Phase Transformation Kinetics Model for Metals
Daniel N. Blaschke, Abigail Hunter, Dean L. Preston
TL;DR
The paper develops a phase-field-based kinetics model for solid-solid metal transformations by extending the Levitas-Preston framework to arbitrary pressure, enabling calculation of interface speeds, critical nuclei energies, and nucleation rates for homogeneous, grain-site, and dislocation-mediated pathways. It combines a quartic Gibbs free energy in an order parameter with TDGL dynamics and KJMA theory to predict the time evolution of phase volume fractions under ramp loading, demonstrated on the $\alpha$-Fe$\rightarrow$ $\epsilon$-Fe transition.

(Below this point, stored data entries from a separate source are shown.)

PR #824, opened 2026-09-02
feat(branding): the dark app chrome follows the brand colour

arhyneRWU:
> **Stacked on #821.** This branch contains that PR's commit as well; review only `e472d211`, or merge #821 first and this becomes a single-commit diff. Both touch `color.ts`, `BrandingContext.tsx` and `index.css`, which is why they aren't independent.

## Summary

`--color-panel-dark` is a fixed `#191919` in `@theme` that nothing derives from anything. So a deployment branded to navy gets navy accents sitting on neutral-black chrome — the workspace tab strip (`RightPanel.tsx:31`), the document-panel header (`LeftPanel.tsx:242`, commented "Black header bar"), the knowledge panels, the left rail. The brand stops at the accent colour and the shell stays default.

It's now derived from the brand's hue and saturation **with the lightness pinned**.

## Why pinning lightness is the whole design

Tinting neutrals toward a brand colour is normally a bad idea: it makes contrast a runtime property of a value you don't control, and `ThemePanel` offers no contrast warning at all — an admin can pick `#1a1a2e` today and nothing objects.

Pinning the lightness sidesteps that. Only hue and saturation vary, so the chrome/text contrast is bounded by construction:

| brand | derived chrome | vs white text |
|---|---|---|
| — (current) | `#191919` | 17.58:1 |
| `#163A64` navy | `#0f1d2e` | 16.99:1 |
| `#eab308` gold | `#2e260f` | 15.0:1 |
| `#808080` grey | `#1f1f1f` | neutral, saturation 0.0000 |
| `#ff0000` red | `#2e0f0f` | saturation capped at 0.508 |

Saturation is capped so a fully saturated brand doesn't read muddy; a greyscale brand comes back genuinely neutral rather than faintly tinted.

## Unbranded deployments are unchanged

When `highlight_color` is still the shipped default, the variable is **removed** rather than set, so the `:root` neutral wins and the chrome is pixel-identical.

`removeProperty` rather than an early skip, deliberately: `applyTheme` runs once for the cached theme and again for the server's, so an admin resetting a brand back to the default has to clear the value this same call previously wrote. There's a test for that path, and it's what keeps the guard tests from being vacuous — it asserts navy is set first, then cleared.

This mirrors `_THEME_DEFAULT_COLOR` in `backend/app/services/email_service.py:104-107` ("if highlight_color still equals this, the admin hasn't picked a brand color, so leave the email gold alone"), cited in the comment so it reads as an existing convention rather than a special case.

## Changes

`getPanelDark()` in `color.ts`, one `setProperty`/`removeProperty` branch in `BrandingContext`, the `@theme` entry moved to the `var(runtime, fallback)` form, and **13 hardcoded `#191919` backgrounds migrated onto the token** so the chrome can't end up half-branded.

Seven live literals are deliberately left:
- **Both certification-badge gradients** (`CertifiedBanner.tsx:9`, `ActivityRail.tsx:439`) — `linear-gradient(135deg, #191919, #2d2d2d)`. The second stop is out of scope, so tinting only the first gives a navy→neutral-grey hue break, and migrating one badge but not its twin would desynchronise them. Doing these properly needs a second derived stop.
- **Four text colours** that merely share the hex (`FileList.tsx:110/129`, `FolderRow.tsx:161`, `FileRow.tsx:218`) — tokenising a glyph colour to a chrome *background* variable would be wrong.
- **One 8-digit alpha form** (`ChatInput.tsx:149`, `#19191913`) needing `color-mix()` rather than a swap.

One judgement call worth a reviewer's eye: `ChatMessage.tsx:287` is a content surface rather than shell chrome. It's included because that bubble already carries `borderLeft: 7px solid var(--highlight-color)` — it's brand-aware already, so tinting its fill is coherent. Say the word and it comes out.

## Test Plan

- [x] Shared checks pass (`make ci`) — frontend **756 passed / 102 files** (746 at branch start; +10 is 6 colour-utility tests and 4 `BrandingContext` tests). `tsc -b` exit 0. `eslint .` 0 errors, same 20 pre-existing `react-hooks/exhaustive-deps` warnings, count unchanged. No backend file touched. No `node`/`npm` on my machine, so the frontend legs ran in a pinned, network-isolated container against the committed `node_modules` — no `npm install`, no lockfile change.
- [ ] Release check — **not applicable.**
- [ ] Manually tested — **not run.** No browser here. The contrast figures are computed and asserted, but whether navy chrome *looks better* than neutral black is a taste question a screenshot answers and I can't. If you think branded chrome is the wrong call for this product, that's a reasonable position and this PR is the wrong idea rather than a wrong implementation.
- [x] Updated `CHANGELOG.md`
- [ ] Updated deploy/release docs — **not applicable.**


ViaJables:
Merged after review. Two things committed on the branch before merge, and one follow-up:

- **Committed:** `applyTheme` now treats anything that is not a `#rrggbb` colour like the default and clears `--panel-dark`. `getPanelDark('')` produced a non-colour, and `var(--panel-dark, #191919)` does not fall back for an *invalid* value, so a malformed stored theme painted the whole shell transparent. Test added.
- **Committed:** CHANGELOG entry moved from `### Fixed` to `### Changed` — the chrome following the brand is new behaviour, not a bug fix. Also re-applied the `WorkflowEditorPanel` swap at main's new location of the "Add task" button.
- **Follow-up:** the on-dark accent from #821 is computed against `#0a0a0a`, not the tinted chrome, so with a navy brand, navy accents on navy-tinted chrome get slightly *less* distinguishable than on `#191919`. A follow-up should compute an on-chrome accent.

PR #827, opened 2026-09-02
fix(optimizer): orphaned workflow/extraction runs are reaped instead of blocking forever

### LINKED ISSUE #814: Extraction and workflow optimizer runs have no orphan janitor; a hard-limit kill blocks re-optimization permanently
**Evidence.** `kb_optimization_janitor` exists for KB runs only (`celery_app.py:124-127`, `kb_validation_tasks.py:270-334`). `optimize_extraction_task` (`extraction_tasks.py:334-340`) and `optimize_workflow_task` (`workflow_optimization_tasks.py:24-32`) carry the same `soft_time_limit=5400 / time_limit=5460` and have **no equivalent reaper**.

**Soft limit is handled** — `extraction_optimizer.py:798-806` and `workflow_optimizer.py:494-510` both catch `Exception` and set `status="failed"`. A `SoftTimeLimitExceeded` is recorded correctly.

**The hard limit is not.** At 5460s the child is SIGKILLed, no handler runs, and the run document is left at `status="running"` forever. `routers/extractions.py:2177` then returns `409` on `active_run`, so the search set is **permanently blocked from re-optimizing** until someone edits the database by hand. The KB janitor's own docstring (`kb_validation_tasks.py:273-277`) describes exactly this consequence as the reason it was written.

**Fix.** Generalize `kb_optimization_janitor` over all three run types, or add the equivalent sweep for `ExtractionOptimizationRun` and `WorkflowOptimizationRun`.

ViaJables:
Closes #814. Companion to #825 (which reaps stuck *workflow runs*; this reaps stuck *optimizer runs*).

## What was broken

All three optimizers handle the **soft** time limit honestly (broad `except Exception` marks the run failed). The **hard** limit (5460s SIGKILL) or a dead worker runs no handler at all, and coverage was uneven:

- KB runs: `kb_optimization_janitor` existed.
- Extraction runs: healed by `reap_one` via reap-on-start and the read endpoints.
- `WorkflowOptimizationRun`: **nothing** — and `start_workflow_optimization` 409s on any non-terminal run with no preceding sweep, so a hard-killed run didn't just spin: it **permanently blocked re-optimizing that workflow** until someone edited the database. The KB janitor's own docstring names this exact consequence as its reason for existing.

## The fix

- **The janitor is generalized over all three run collections** and renamed `tasks.passive.optimization_janitor` (beat key `optimization-janitor`, hourly as before). KB and workflow runs share the finalize-as-failed shape — no Celery task id on those docs to revoke, so finalizing the document is the whole job; workflow runs also get `stopped_reason="failed"`, matching every other terminal write on that model. Extraction candidates are **delegated to `extraction_optimizer.reap_one`** rather than duplicated: it also revokes the Celery task and honors the cancel grace window, and it no-ops on runs young enough to still be legitimately executing.
- **`workflow_optimizer` gains `reap_one` / `reap_stale_runs`** (cutoff = hard time limit + 4 min slack, mirroring extraction's `STALE_RUN_TIMEOUT_SECONDS`), and **`start_workflow_optimization` sweeps before its active-run check** — the same shape as `start_extraction_optimization` — so the block clears on the next click rather than the next hour.

## Testing

12 tests in the renamed `test_optimization_janitor.py`: the original KB sweep assertions, workflow runs reaped with `stopped_reason`, extraction delegation (both the no-op and finalized cases counted correctly), cutoff/status query shape, `reap_one` stale/young/terminal behavior, and start-path sweep-before-409. 11 of 12 verified red against the unfixed code. Full backend unit suite: 4653 passed, 96 skipped. Ruff clean.


ViaJables:
Retargeted to main (with #825, #826, #828–#830 — all six bugs exist on main, not just the v5 branch). One adaptation: main has no `optimization_actions.py` — the start path lives in `routers/workflows.py` — so the reap-on-start sweep is wired into the router's optimize endpoint there, and the start-path test is now an endpoint test (409 still fires for a genuinely active run, but the sweep is verified to have run first). The v5 branch keeps its `optimization_actions.py` version and will reconcile on its next catch-the-base merge.

PR #829, opened 2026-09-02
fix(citations): no pages on partial OCR; legacy interpolated markers hedge again

### LINKED ISSUE #807: Interpolated page *positions* are wrong on partially-converted OCR text; legacy markers read as exact
SCOPE NOTE: this is about marker **positions**, not quote matching. `extraction_sources.py` was audited after this issue was filed and the matcher is sound — do not rewrite it. `find_quote_offset` (`:145-166`) does exact-then-normalized matching with index-map projection; `normalize_with_map` (`:114-142`) folds smart quotes, dashes, NBSP and ligatures; `page_marker_for_offset` (`:169-182`) deliberately returns the marker so `approximate` survives (propagated at `:520-521`); `support_state` (`:60-91`) separates "quote exists" from "quote contains the value", with `_match_boundaries_ok` (`:285-307`) stopping 5000000 from supporting 500000.

The defect is upstream of all that: a correctly-located quote still resolves to an interpolated page.

**Evidence.** `_interpolate_page_markers` (`document_readers.py:687-714`) spreads pages uniformly by character count (`step = len(text) // num_pages`, `:705-708`) — a budget page and a references page differ by an order of magnitude. Worse, it interpolates against `pdf_page_count` (`:886`), the *source PDF's* count, while the text may cover a fraction of it (partial conversion, `ocr_client.py:270-314`). Spreading 400 page numbers over text covering 30 is systematically wrong, and `p. ~N` (`page_locator.py:44-52`) does not say so. Additionally `page_locator.py:13-14`: markers persisted before the `approximate` flag **read as exact**, so pre-existing documents render confident `p. 234`.

**Fix.** Suppress page citations (fall back to document title) when `partial_ocr` is set; backfill or invalidate pre-flag markers.

ViaJables:
Closes #807.

Per the issue's scope note (and the follow-up comment repeating it): the quote→page **matcher** in `extraction_sources` is sound and is untouched here. This PR fixes the marker **positions** underneath it.

## Fix 1 — partial OCR gets no page markers

`_interpolate_page_markers` spreads the **source PDF's** page count evenly across whatever text OCR returned. When docling reports `partial_success`, the text covers an unknown fraction of those pages — 400 page numbers spread over text from 30 pages is systematically wrong on every marker, and `p. ~N` doesn't say "possibly 370 pages off". `_read_pdf_text_and_markers` now suppresses page markers entirely when the OCR report says partial (main path and the PyMuPDF-failed fallback that re-ships partial text), so citations fall back to the document title. No page beats a wrong page. The reader keeps a local report dict when the caller passes none, so the signal exists regardless.

## Fix 2 — legacy pre-flag interpolated markers hedge again

Markers persisted before the `approximate` flag existed carry no key and read as exact — the NOAA proposal's 79 interpolated markers rendering confident `p. 234`. The interpolator has always placed page N at exactly `N * (len(text) // num_pages)`, so **perfectly uniform spacing across ≥ 3 page markers is its signature**; measured boundaries essentially never produce three pages of identical character length, and a rare false positive costs only an unnecessary `~` (that asymmetry is what the heuristic leans on; 2-page documents are left alone — one delta proves nothing).

`page_locator.with_marker_provenance` applies this wherever stored markers are consumed: chat (`_page_positions`, `_has_approximate_pages` — covering annotation, page notes, and derived citation chips), extraction sources, and chunk metadata in `DocumentManager` (both document and KB ingestion), so a re-ingest/refresh backfills hedged chunk metadata for legacy documents. This is backfill-on-read — no migration of stored documents or ChromaDB required.

## Fixture honesty note

Several existing test fixtures modeled "measured" boundaries with uniform offsets (`n * 100`) — which is precisely the interpolator's signature, so the detector (correctly) flagged them. Those fixtures now use irregular offsets, and `test_page_notes`'s `test_markers_written_before_the_flag_existed_are_treated_as_measured` — which documented the NOAA false-negative as accepted behavior — is replaced by a pair pinning the new split: uniform pre-flag markers hedge, irregular pre-flag markers still read as measured.

## Testing

15 new/updated tests across `test_page_locator` (detector behavior: legacy flagged, measured untouched, already-flagged/2-page/sheet/None pass-through, mixed lists), `test_document_readers_helpers` (partial → no markers with report preserved, partial with no caller report, full conversion still interpolates hedged markers), and `test_page_notes` (the flipped legacy pair). 9 verified red against the unfixed code. Full backend unit suite: 4656 passed, 96 skipped. Ruff clean.


ViaJables:
Retargeted to main. One adaptation: main's `annotate_pages` inlines the positions loop (`_page_positions` and `derive_document_citations` are v5-branch-only), so the legacy-marker normalization is applied at the top of `annotate_pages` instead. Everything else transplanted cleanly. The v5 branch reconciles on its next catch-the-base merge.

Key contributions include explicit expressions for A–M interface speeds, 1D and 3D nuclei energies and widths, site-specific nucleation rates, and a quantitative assessment of microstructure sensitivity (grain size, dislocation density) on transformation kinetics. The results underscore the substantial influence of microstructure on phase transformation timing and overshoot pressures, and highlight the need for detailed microstructural characterization to improve predictive capability in metallic systems under high-rate loading.
Abstract
We develop a new model for phase transformation kinetics in metals by generalizing the Levitas-Preston (LP) phase field model of martensite phase transformations (see Levitas and Preston (2002a,b); Levitas, Preston and Lee (2003)) to arbitrary pressure. Furthermore, we account for and track: the interface speed of the pressure driven phase transformation, properties of critical nuclei, as well as nucleation at grain sites and on dislocations and homogeneous nucleation. The volume fraction evolution of each phase is described by employing KJMA (Kolmogorov, 1937; Johnson and Mehl, 1939; Avrami, 1939, 1940, 1941) kinetic theory. We then test our new model for iron under ramp loading conditions and compare our predictions for the $α\toε$ iron phase transition to experimental data of Smith et al. (2013). More than one combination of material and model parameters (such as dislocation density and interface speed) led to good agreement of our simulations to the experimental data, thus highlighting the importance of having accurate characterization data for the microstructure of the sample under consideration.